▶ Recorded information
══════

Issue #445, opened 2024-10-08
[FEAT] Validate manifests to ensure links are unique


brooksmtownsend:
As of wasmCloud v1.3.0, you cannot define links from the same source on the same namespace, package, and interface but to two different targets _without_ specifying a separate link name. This technically wasn't checked before in wasmCloud but it never worked for wasmCloud components, and only worked for capability providers because they are able to synthesize additional information in their implementations.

══════

▶ What to produce
Print again the material above, limited to the lines from the one holding "[FEAT] Validate manifests" through the last, inclusive.

▶ Written solution
[FEAT] Validate manifests to ensure links are unique


brooksmtownsend:
As of wasmCloud v1.3.0, you cannot define links from the same source on the same namespace, package, and interface but to two different targets _without_ specifying a separate link name. This technically wasn't checked before in wasmCloud but it never worked for wasmCloud components, and only worked for capability providers because they are able to synthesize additional information in their implementations.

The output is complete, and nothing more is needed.